> [What you will do] Show all lines containing "pick" from the data below.
START Data provided
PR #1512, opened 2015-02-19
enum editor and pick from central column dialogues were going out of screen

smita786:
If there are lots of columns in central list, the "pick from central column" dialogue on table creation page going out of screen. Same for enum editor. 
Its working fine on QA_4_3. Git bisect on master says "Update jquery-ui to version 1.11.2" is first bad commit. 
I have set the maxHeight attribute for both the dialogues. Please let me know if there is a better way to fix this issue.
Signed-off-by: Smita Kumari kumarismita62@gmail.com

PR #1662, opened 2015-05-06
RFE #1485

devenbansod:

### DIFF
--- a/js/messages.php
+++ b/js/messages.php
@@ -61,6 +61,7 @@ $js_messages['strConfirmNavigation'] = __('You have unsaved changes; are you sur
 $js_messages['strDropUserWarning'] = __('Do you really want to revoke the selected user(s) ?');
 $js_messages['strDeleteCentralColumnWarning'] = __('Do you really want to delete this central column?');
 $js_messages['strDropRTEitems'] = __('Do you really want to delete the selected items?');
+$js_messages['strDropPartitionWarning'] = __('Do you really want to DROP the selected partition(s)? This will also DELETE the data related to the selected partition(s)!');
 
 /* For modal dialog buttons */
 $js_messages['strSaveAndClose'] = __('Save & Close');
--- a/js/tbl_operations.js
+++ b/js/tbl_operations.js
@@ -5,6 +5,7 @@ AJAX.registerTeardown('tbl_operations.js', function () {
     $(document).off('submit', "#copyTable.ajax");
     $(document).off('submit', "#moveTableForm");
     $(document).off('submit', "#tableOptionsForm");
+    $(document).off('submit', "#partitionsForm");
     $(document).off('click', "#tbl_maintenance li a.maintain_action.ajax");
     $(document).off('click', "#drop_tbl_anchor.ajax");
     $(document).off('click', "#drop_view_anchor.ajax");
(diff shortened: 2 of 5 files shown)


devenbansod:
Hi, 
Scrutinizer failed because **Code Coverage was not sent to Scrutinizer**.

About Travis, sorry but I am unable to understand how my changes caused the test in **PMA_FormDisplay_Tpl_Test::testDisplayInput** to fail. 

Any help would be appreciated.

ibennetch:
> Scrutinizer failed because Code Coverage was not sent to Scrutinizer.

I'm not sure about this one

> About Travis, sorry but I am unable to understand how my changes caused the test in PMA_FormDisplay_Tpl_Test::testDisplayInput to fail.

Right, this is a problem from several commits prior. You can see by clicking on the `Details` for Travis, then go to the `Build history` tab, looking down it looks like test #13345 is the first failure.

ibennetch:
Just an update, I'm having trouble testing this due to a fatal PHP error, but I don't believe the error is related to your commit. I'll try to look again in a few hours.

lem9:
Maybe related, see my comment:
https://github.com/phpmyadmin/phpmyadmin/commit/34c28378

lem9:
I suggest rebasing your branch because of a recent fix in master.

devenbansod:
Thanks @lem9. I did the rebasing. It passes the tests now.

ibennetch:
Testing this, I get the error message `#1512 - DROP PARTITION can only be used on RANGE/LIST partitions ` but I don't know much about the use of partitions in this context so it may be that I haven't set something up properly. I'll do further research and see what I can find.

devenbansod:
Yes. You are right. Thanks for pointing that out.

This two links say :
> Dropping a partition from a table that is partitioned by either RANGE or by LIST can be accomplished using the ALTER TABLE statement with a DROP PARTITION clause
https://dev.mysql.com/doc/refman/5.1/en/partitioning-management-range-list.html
END Data provided
START Data provided
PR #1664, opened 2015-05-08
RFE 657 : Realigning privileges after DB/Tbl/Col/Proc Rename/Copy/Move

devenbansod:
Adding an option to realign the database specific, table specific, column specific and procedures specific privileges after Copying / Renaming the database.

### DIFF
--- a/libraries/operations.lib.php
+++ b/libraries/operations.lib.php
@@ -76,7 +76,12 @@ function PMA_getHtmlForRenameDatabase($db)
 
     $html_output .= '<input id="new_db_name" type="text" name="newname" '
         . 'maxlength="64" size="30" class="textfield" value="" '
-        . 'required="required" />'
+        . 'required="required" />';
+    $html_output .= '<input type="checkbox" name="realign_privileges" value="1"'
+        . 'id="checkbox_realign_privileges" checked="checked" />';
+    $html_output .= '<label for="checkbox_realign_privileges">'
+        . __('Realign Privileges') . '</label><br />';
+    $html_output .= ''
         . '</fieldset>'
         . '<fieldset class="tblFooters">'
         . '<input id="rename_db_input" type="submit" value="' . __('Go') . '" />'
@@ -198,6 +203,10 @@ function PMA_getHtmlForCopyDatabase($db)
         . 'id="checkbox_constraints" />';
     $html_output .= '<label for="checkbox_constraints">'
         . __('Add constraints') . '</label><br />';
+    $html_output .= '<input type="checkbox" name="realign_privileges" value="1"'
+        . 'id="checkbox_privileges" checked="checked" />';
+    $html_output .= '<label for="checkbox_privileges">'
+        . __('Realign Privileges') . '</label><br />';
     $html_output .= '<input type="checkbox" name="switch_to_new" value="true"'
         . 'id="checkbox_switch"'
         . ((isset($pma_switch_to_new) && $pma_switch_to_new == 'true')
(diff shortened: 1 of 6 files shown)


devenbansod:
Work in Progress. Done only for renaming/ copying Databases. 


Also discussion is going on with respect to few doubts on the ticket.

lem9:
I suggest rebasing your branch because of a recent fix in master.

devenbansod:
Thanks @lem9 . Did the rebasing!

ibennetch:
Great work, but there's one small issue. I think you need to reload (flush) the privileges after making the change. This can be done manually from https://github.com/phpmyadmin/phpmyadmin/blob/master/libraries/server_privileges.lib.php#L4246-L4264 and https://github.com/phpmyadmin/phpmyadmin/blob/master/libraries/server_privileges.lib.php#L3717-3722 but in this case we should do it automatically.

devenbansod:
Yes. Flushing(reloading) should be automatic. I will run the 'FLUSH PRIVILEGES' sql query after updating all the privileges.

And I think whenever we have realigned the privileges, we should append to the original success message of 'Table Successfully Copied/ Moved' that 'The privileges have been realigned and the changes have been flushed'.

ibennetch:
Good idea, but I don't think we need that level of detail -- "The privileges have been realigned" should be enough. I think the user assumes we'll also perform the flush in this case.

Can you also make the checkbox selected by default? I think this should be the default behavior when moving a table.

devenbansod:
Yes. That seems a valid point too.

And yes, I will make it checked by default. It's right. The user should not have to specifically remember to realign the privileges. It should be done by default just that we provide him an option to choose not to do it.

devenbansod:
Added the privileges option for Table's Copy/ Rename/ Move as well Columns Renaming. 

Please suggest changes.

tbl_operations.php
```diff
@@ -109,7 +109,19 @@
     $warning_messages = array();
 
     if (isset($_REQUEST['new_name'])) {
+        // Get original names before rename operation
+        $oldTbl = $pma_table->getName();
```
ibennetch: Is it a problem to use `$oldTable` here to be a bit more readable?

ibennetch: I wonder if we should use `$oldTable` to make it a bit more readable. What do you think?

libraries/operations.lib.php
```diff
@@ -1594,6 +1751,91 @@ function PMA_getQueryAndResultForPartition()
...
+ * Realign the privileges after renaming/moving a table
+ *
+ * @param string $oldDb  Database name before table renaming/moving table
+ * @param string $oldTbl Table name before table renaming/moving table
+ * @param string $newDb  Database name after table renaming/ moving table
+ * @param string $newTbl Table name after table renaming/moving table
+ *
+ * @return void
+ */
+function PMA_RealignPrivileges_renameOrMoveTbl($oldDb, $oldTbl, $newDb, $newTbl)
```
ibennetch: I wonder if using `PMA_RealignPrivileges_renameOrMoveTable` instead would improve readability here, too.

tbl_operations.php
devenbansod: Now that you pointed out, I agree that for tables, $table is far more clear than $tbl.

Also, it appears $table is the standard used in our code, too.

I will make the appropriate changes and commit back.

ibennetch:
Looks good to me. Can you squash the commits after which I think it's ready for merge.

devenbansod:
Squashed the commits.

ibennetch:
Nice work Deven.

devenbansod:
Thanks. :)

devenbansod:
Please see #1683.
END Data provided
START Data provided
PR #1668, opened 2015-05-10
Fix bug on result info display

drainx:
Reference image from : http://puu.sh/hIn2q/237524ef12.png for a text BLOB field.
END Data provided
> [Solution to this exercise]
enum editor and pick from central column dialogues were going out of screen
If there are lots of columns in central list, the "pick from central column" dialogue on table creation page going out of screen. Same for enum editor. 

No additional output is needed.